EMI Spectra ML Classification
The original EMI spectra cases from numerous generator analyses taken around the world were analyzed and classified by an expert. Then those classifications were used to drive the supervised ML analysis based on the entropic features extracted. The supervised approach yielded an accuracy of approximately 75% upon subsequent testing. An unsupervised approach also was performed, using the same entropic data, with the clusters plotted on an entropy chart to indicate the cluster independence. Subsequent classification of the unsupervised clusters yielded an accuracy of over 80%.
Practicalities At Duke Energy
- It can be limited and bad.
- Failed-asset data has not been documented and maintained.
- There has been no investment in cleaning and verifying available data.

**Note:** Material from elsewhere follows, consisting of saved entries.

PR #426, opened 2018-03-24
Add ability to globally disable auditing

### LINKED ISSUE #410: Best way to disable auditing in test environment?
Hi, I'm currently working on a medium-sized Rails 4 project where Audited is being used extensively. The test suite relies pretty heavily on capybara features, so the performance overhead audited is adding to our test suite is really noticeable and I'm looking for a way to get rid of it.

I've tried different approaches to disable Audited only in test environment; however the only one that is working is putting

```
  audited unless Rails.env.test?
```

in every audited model. This has downsides - first of all it's really verbose; secondly, being this evaluated just once (at class evaluation time), it doesn't allow turning audited back on if I want to test audits in some specific tests.

I've also tried putting this in my `before(:suite)` method:

```
    Audited.audit_class.audited_class_names.map(&:constantize).each do |klass|
      klass.auditing_enabled = false
    end
```
and turning audit back on in individual specs like:

```
  around :each do |example|
    audit_enabled = User.auditing_enabled
    User.auditing_enabled = true
    example.run
    User.auditing_enabled = audit_enabled
  end
```

but it seems it's much slower than the solution above (25% slower on the overall suite running time).

[EDIT]: the code above it's slower cause `Audited.audit_class.audited_class_names == []` in the `before(:suite)`, as obviously the environment hasn't still been loaded, therefor making the lines above completely useless. It works by putting it in a `before(:all)` block, but I don't like having to repeat that code for every example group in my suite.

What's the suggested solution for this problem? Thanks.

fatkodima:
For minitest, for example:
Add to `test/test_helper.rb`:
```ruby
Audited.disable_auditing
```
And use:
```ruby
class UserTest < Minitest::Test
  def setup
    Audited.enable_auditing
  end

  def teardown
    Audited.disable_auditing
  end

  def test_auditing
    user = User.create!(name: "Dima", username: "dima")
    assert_equal 0, user.audits.count 
  end
end
```

Fixes #410

### DIFF
--- a/lib/audited.rb
+++ b/lib/audited.rb
@@ -9,6 +9,18 @@ module Audited
       @audit_class ||= Audit
     end
 
+    def enable_auditing
+      store[:auditing_enabled] = nil
+    end
+
+    def disable_auditing
+      store[:auditing_enabled] = false
+    end
+
+    def auditing_enabled?
+      store[:auditing_enabled].nil? || store[:auditing_enabled]
+    end
+
     def store
       Thread.current[:audited_store] ||= {}
     end
--- a/lib/audited.rb
+++ b/lib/audited.rb
@@ -2,23 +2,11 @@ require 'active_record'
 
 module Audited
   class << self
-    attr_accessor :ignored_attributes, :current_user_method, :max_audits
+    attr_accessor :ignored_attributes, :current_user_method, :max_audits, :auditing_enabled
     attr_writer :audit_class
 
     def audit_class
       @audit_class ||= Audit
-    end
-
-    def enable_auditing
-      store[:auditing_enabled] = nil
-    end
-
-    def disable_auditing
-      store[:auditing_enabled] = false
-    end
-
-    def auditing_enabled?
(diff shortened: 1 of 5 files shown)


lib/audited.rb
```diff
@@ -9,6 +9,18 @@ def audit_class
       @audit_class ||= Audit
     end
 
+    def enable_auditing
+      store[:auditing_enabled] = nil
```
tbrisker: Shouldn't this be true?

lib/audited/auditor.rb
```diff
@@ -285,7 +285,8 @@ def require_comment
       def auditing_enabled
         return run_conditional_check(audited_options[:if]) &&
           run_conditional_check(audited_options[:unless], matching: false) &&
-          self.class.auditing_enabled
+          self.class.auditing_enabled &&
+          Audited.auditing_enabled?
```
tbrisker: this is redundant, we already check this in the class

fatkodima:
Updated with your suggestions. Yes, you're right. Just `attr_accessor` should be enough.

PR #428, opened 2018-03-30
Add `all_audits` method to auditable models

### LINKED ISSUE #114: Join audits and associated_audits with a single query
Is it possible to join an object's audits and its associated audits into a single database query?  Right now it seems the only way to do it is by building both as arrays and combining them. It would be nice to do that in the database.  

The method now:

``` ruby
class MyObject
  audited
  has_associated_audits

  def all_audits
    (audits + associated_audits).sort_by(&:created_at)
  end
end
```

That just operates on the resulting array in memory. 

I'd rather do something like this:

``` ruby
o = MyObject.first
o.all_audits.reorder(:created_at).where(:some_other_condition)
```

Is there a way to do that now? Could it be something added to this gem?

### LINKED ISSUE #117: Scope for both regular and related audits
When displaying the history of an object we've found it useful to show a combination of both an object's audits and any related audits in one stream.  So far, we've had to add a scope to each class where we want this functionality, but it seems like something that would be great if the gem provided it.  Here's an example scope:

``` ruby
  def all_audits
    Audited.audit_class.unscoped.
        where('(associated_type = :type AND associated_id = :id) OR (auditable_type = :type AND auditable_id = :id)', type: 'User', id: id).
        order('created_at DESC')
  end
```

fatkodima:
Closes #114 
Closes #117

### DIFF
--- a/CHANGELOG.md
+++ b/CHANGELOG.md
@@ -12,6 +12,8 @@ Added
 
 - Add ability to globally disable auditing
   [#426](https://github.com/collectiveidea/audited/pull/426)
+- Add `all_audits` method to auditable models
+  [#428](https://github.com/collectiveidea/audited/pull/428)
 
 Changed
 
--- a/CHANGELOG.md
+++ b/CHANGELOG.md
@@ -4,7 +4,7 @@
 
 Breaking changes
 
-- removed `audited_columns`, `non_audited_columns`, `auditing_enabled=` instance methods, 
+- removed `audited_columns`, `non_audited_columns`, `auditing_enabled=` instance methods,
   use class methods instead
   [#424](https://github.com/collectiveidea/audited/pull/424)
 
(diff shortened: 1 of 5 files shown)


fatkodima:
Updated with new name. `own_and_associated_audits` looks pretty clear 👍

Kani999:
@tbrisker When it will be released?

tbrisker:
@Kani999 it has been released in 4.8.0 in August.

Kani999:
@tbrisker - I've been confused because of the changelog.

https://github.com/collectiveidea/audited/blob/master/CHANGELOG.md#unreleased

tbrisker:
@Kani999 ah, you're right, looks like the changelog in the master branch didn't get updated with the 4.8.0 changes. PRs welcome :wink:

PR #429, opened 2018-03-31
Ensure enum changes are stored consistently

### LINKED ISSUE #202: Enum field change
Hello,

I have status field, that has enum type in ActiveRecord. When value of this field changes, old_value is string, but new_value is integer.

Is it bug or feature?

### LINKED ISSUE #214: [More to a Upgrade] "enum" fields
I use "enum" fields (rails don't really have enums but I got a enum class with some constants). And the audit saves the numeric value that was saved in the database, but it would be better to save the description of that field.

Would be a better way to save the data as a hash. So I can get the hash and treat it before showing back to the users

### LINKED ISSUE #412: Strange new entry in audited_changes column in 4.6.0
I noticed this in an audit record that was just created in my app. Just a normal update of an audited model. 4.5.0 didn't do it. Is this indication of a problem? I do know that Rails 5.1 deprecated use of HashWithIndifferentAccess in favor of ActiveSupport:HashWithIndifferentAccess.

image

fatkodima:
```ruby
enum status: { new_status: "New", active: "In progress", complete: "Complete" }
```
Currently, when record is saved or destroyed, their audits contain enum values ("New", "In progress" or "Complete"). So I fixed "update" audits to store enum values as well for consistency. Also storing enum values (but not keys) allows to easily change enum key namings in future without changing existing audits. 

Fixes #202 
Fixes #214 
Fixes #412

### DIFF
--- a/lib/audited/auditor.rb
+++ b/lib/audited/auditor.rb
@@ -142,7 +142,8 @@ module Audited
 
       # List of attributes that are audited.
       def audited_attributes
-        attributes.except(*self.class.non_audited_columns)
+        audited_attributes = attributes.except(*self.class.non_audited_columns)
+        normalize_enum_changes(audited_attributes)
       end
 
       # Returns a list combined of record audits and associated audits.
@@ -196,11 +197,35 @@ module Audited
 
       def audited_changes
         all_changes = respond_to?(:changes_to_save) ? changes_to_save : changes
-        if audited_options[:only].present?
-          all_changes.slice(*self.class.audited_columns)
-        else
-          all_changes.except(*self.class.non_audited_columns)
+        filtered_changes = \
+          if audited_options[:only].present?
+            all_changes.slice(*self.class.audited_columns)
+          else
+            all_changes.except(*self.class.non_audited_columns)
+          end
+
+        filtered_changes = normalize_enum_changes(filtered_changes)
+        filtered_changes.to_hash
+      end
+
+      def normalize_enum_changes(changes)
+        self.class.defined_enums.each do |name, values|
+          if changes.has_key?(name)
+            changes[name] = \
+              if changes[name].is_a?(Array)
+                changes[name].map { |v| values[v] }
+              elsif rails_below?('5.0')
+                changes[name]
+              else
+                values[changes[name]]
+              end
+          end
         end
+        changes
+      end
+
+      def rails_below?(rails_version)
+        Gem::Version.new(Rails::VERSION::STRING) < Gem::Version.new(rails_version)
       end
 
       def audits_to(version = nil)
--- a/spec/audited/auditor_spec.rb
+++ b/spec/audited/auditor_spec.rb
@@ -248,7 +248,7 @@ describe Audited::Auditor do
   end
 
   describe "on create" do
-    let( :user ) { create_user audit_comment: "Create" }
+    let( :user ) { create_user status: :reliable, audit_comment: "Create" }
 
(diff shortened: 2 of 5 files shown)


lib/audited/auditor.rb
```diff
@@ -196,10 +196,22 @@ def revision_with(attributes)
...
+          else
+            all_changes.except(*self.class.non_audited_columns)
+          end
+
+        filtered_changes = normalize_enum_changes(filtered_changes)
+        filtered_changes.to_hash
+      end
+
+      def normalize_enum_changes(changes)
+        changes.each do |key, value|
```
tbrisker: instead of looping over all the changes, how about looping on the definded enums? in most cases there would be 0-2 enums while changes could be many more.

lib/audited/auditor.rb
```diff
@@ -196,10 +196,22 @@ def revision_with(attributes)
...
-          all_changes.except(*self.class.non_audited_columns)
+        filtered_changes = \
+          if audited_options[:only].present?
+            all_changes.slice(*self.class.audited_columns)
+          else
+            all_changes.except(*self.class.non_audited_columns)
+          end
+
+        filtered_changes = normalize_enum_changes(filtered_changes)
+        filtered_changes.to_hash
```
tbrisker: why the `to_hash`? shouldn't this already be a hash?

fatkodima: This is a hash-like object (`ActiveSupport::HashWithIndifferentAccess`)

fatkodima:
Updated.

spec/audited/auditor_spec.rb
```diff
@@ -290,7 +290,7 @@ def non_column_attr=(val)
 
   describe "on update" do
     before do
-      @user = create_user( name: 'Brandon', audit_comment: 'Update' )
+      @user = create_user( name: 'Brandon', status: 0, audit_comment: 'Update' )
```
tbrisker: Shouldn't this be `status: :active` to ensure that is converted correctly?

fatkodima:
@tbrisker done

lib/audited/auditor.rb
```diff
@@ -196,11 +197,35 @@ def revision_with(attributes)
...
+      end
+
+      def normalize_enum_changes(changes)
+        self.class.defined_enums.each do |name, values|
+          if changes.has_key?(name)
+            changes[name] = \
+              if changes[name].is_a?(Array)
+                changes[name].map { |v| values[v] }
+              elsif rails_below?('5.0')
+                changes[name]
```
tbrisker: Why for rails<5 this is a noop but only if the change isn't an array?

fatkodima: That is due to the fact, that rails stores enum changes differently for rails < 5 and for rails >= 5.

travisofthenorth:
@tbrisker any idea when this will be in a published version?

lib/audited/auditor.rb
DiannaTz: @fatkodima a little late to the party, but this object indeed was an `ActiveSupport::HashWithIndifferentAccess`, but after you call `to_hash` on it, it's not anymore, it's simply a `Hash` object.  The reason I'm writing this is that after upgrading from 4.8.0 to 4.9.0 I noticed that i cannot access some audited data by simbol, because they are not stored as `ActiveSupport::HashWithIndifferentAccess` anymore. Was this intended?

PR #432, opened 2018-04-02
Allow users to set types for all id columns

vassilevsky:
Hello :)

Thank you for the wonderful gem!

We use UUID for all id columns and this is something that we would need.

Let me know if anything else is needed.

### DIFF
--- a/CHANGELOG.md
+++ b/CHANGELOG.md
@@ -13,6 +13,9 @@ Added
 - Add ability to globally disable auditing
   [#426](https://github.com/collectiveidea/audited/pull/426)
 
+- Add ability to set all id column types with the install generator
+  [#432](https://github.com/collectiveidea/audited/pull/432)
+
 Changed
 
 - None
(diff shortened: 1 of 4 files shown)


fatkodima:
I don't think this is that hard to do it manually after migration was generated to complicate things.
So I'm 👎 on this.

vassilevsky:
Yep, it's really easy to edit the generated migration. Do you think all options can be removed then?

fatkodima:
Yes, I think so. I have proposed that here https://github.com/collectiveidea/audited/issues/430#issuecomment-377825088
but has not yet received any feedback.

josephpage:
I think it should be completely removed, but it should use the default column type from Rails.
The one which can be configured with 
```
config.generators do |g|
  g.orm :active_record, primary_key_type: :uuid
end
```
I can work on it in my PR #433

vassilevsky:
I have created #434 that completely removes options instead :)

PR #433, opened 2018-04-04
Refactor install migration for better readability

josephpage:
Notable changes :
- removed `:force => true` (now the migration will fail if a table named `audits` already exists)
- renamed indexes on polymorphic association fields : `index_audits_on_assocation` to avoid collision with already existing indexes (particularly `user_index`, too general)
- changed the default `id` column type for polymorphic association on Rails 5.1+, `bigint` instead of `integer` (that is achieved automatically by `references` method on Rails 5.1+)

Other minor changes : 
- changed migration method : from `self.up`/`self.down` to `change` (best practice)
- use of Ruby 1.9 hash syntax
- moved columns type into method name

### DIFF
--- a/lib/generators/audited/templates/install.rb
+++ b/lib/generators/audited/templates/install.rb
@@ -1,30 +1,25 @@
 class <%= migration_class_name %> < <%= migration_parent %>
-  def self.up
-    create_table :audits, :force => true do |t|
-      t.column :auditable_id, :integer
-      t.column :auditable_type, :string
-      t.column :associated_id, :integer
-      t.column :associated_type, :string
-      t.column :user_id, :<%= options[:audited_user_id_column_type] %>
-      t.column :user_type, :string
-      t.column :username, :string
-      t.column :action, :string
-      t.column :audited_changes, :<%= options[:audited_changes_column_type] %>
-      t.column :version, :integer, :default => 0
-      t.column :comment, :string
-      t.column :remote_address, :string
-      t.column :request_uuid, :string
-      t.column :created_at, :datetime
+  def change
+    create_table :audits do |t|
+      t.belongs_to :auditable, polymorphic: true, index: false
+      t.index [:auditable_type, :auditable_id, :version],
+              name: :index_audits_on_auditable_and_version
+
+      t.references :associated, polymorphic: true,
+                                index: { name: :index_audits_on_associated }
+
+      t.references :user, type: :<%= options[:audited_user_id_column_type] %>,
+                          polymorphic: true,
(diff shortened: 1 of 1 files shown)


tbrisker:
@josephpage Thank you! Looks like this has conflicts with the master branch due to a PR that was just merged, can you please rebase?

lib/generators/audited/templates/install.rb
```diff
@@ -1,30 +1,25 @@
...
-      t.column :audited_changes, :<%= options[:audited_changes_column_type] %>
-      t.column :version, :integer, :default => 0
-      t.column :comment, :string
-      t.column :remote_address, :string
-      t.column :request_uuid, :string
-      t.column :created_at, :datetime
-    end
+  def change
+    create_table :audits do |t|
+      t.belongs_to :auditable, polymorphic: true, index: false
```
fatkodima: Probably, this should be `.references` for consistency with lines below

lib/generators/audited/templates/install.rb
```diff
@@ -1,30 +1,25 @@
...
+      t.index [:auditable_type, :auditable_id, :version],
```
fatkodima: I think, all separate index definitions should be defined at the bottom (after all column definitions) of a method, as always done in rails migrations

fatkodima: And please preserve an old name

lib/generators/audited/templates/install.rb
```diff
@@ -1,30 +1,25 @@
...
+                          polymorphic: true,
+                          index: { name: :index_audits_on_user }
+
+      t.string :username
+      t.string :action
+      t.<%= options[:audited_changes_column_type] %> :audited_changes
+      t.integer :version, default: 0
+      t.string :comment
+      t.string :remote_address
+      t.string :request_uuid, index: true
```
fatkodima: If i remember correctly, all methods (like `.string`, `.datetime`) based on `.add_column` does not have `:index` option. So this should be done through `.add_index`

lib/generators/audited/templates/install.rb
josephpage: Do you prefer `auditable_index` ?

lib/generators/audited/templates/install.rb
fatkodima: https://github.com/rails/rails/issues/31281

lib/generators/audited/templates/install.rb
fatkodima: If you rename this index, this possibly will break upgrading by `rails generate audited:upgrade`

PR #435, opened 2018-04-04
bump minimum ruby version

grosser:
drop all EOL ruby versions ... enable us to use frozen strings magic comments and newer syntax

@tbrisker


audited.gemspec
```diff
@@ -5,7 +5,6 @@ require "audited/version"
 Gem::Specification.new do |gem|
   gem.name        = 'audited'
   gem.version     = Audited::VERSION
-  gem.platform    = Gem::Platform::RUBY
```
grosser: default platform, so we don't need to set it

PR #438, opened 2018-04-09
basic rubocop checks and fixes

grosser:
@tbrisker 

starter PR to later slowly add more things like frozen strings etc performance related things and maybe some styles if there is consensus

### DIFF
--- a/audited.gemspec
+++ b/audited.gemspec
@@ -21,6 +21,7 @@ Gem::Specification.new do |gem|
 
   gem.add_development_dependency 'appraisal'
   gem.add_development_dependency 'rails', '>= 4.2', '< 5.3'
+  gem.add_development_dependency 'rubocop', '~> 0.54.0'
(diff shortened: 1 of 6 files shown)


audited.gemspec
```diff
@@ -21,6 +21,7 @@ Gem::Specification.new do |gem|
 
   gem.add_development_dependency 'appraisal'
   gem.add_development_dependency 'rails', '>= 4.2', '< 5.2'
+  gem.add_development_dependency 'rubocop', '~> 0.54.0'
```
grosser: needs to be locked down to the minor since new cops gets added all the times and then would break the tests

grosser:
I want a PR that does not get a bunch of discussion/bike-shedding and has a
small changeset.

grosser:
I can haz merge ?

grosser:
@fatkodima ?

grosser:
@tbrisker rebased and ready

- Data has not been normalized across multiple sources nor within a single source.
- There are unique characteristics of data related to the manufacturing process for sister units (that is, they are handmade).
In addition, data scientists must contend with these realities:
- Answers are assumed to be in the available data, without necessarily referencing transformer experts.
- ML assumes a Gaussian data distribution, but most failure modes are not based on Gaussian data.
- Major companies like Dow Chemical, Audi and Intel have been open about predictive models for major plant assets not being effective.
- IT and data scientists do not usually understand failure modes and may not take them into account for their modeling.
Scientific ML
Experts are regularly asked by the asset and finance group to provide a list of transformers most likely to fail or in the poorest condition for a proactive replacement project. The response is regionally based, with various spreadsheets, different analyses and different collations, as some experts have more than 1000 transformers to evaluate. Then a call comes in about a failed transformer that is not on any of the supplied lists. Such failures are inevitable: Not every failure is driven by condition-related failure modes, and not every failure is predictable.
- A state may be changed automatically to “monitor” or “service” based on raw data.
- The state may be changed to “risk identified” based on engineering analytics and ML classification.
- No transformer state can be automatically changed to “stable” or “replace,” as those states require expert intervention. After reviewing the data, the expert determines whether a transformer is stable or should be marked for replacement, with comments recorded.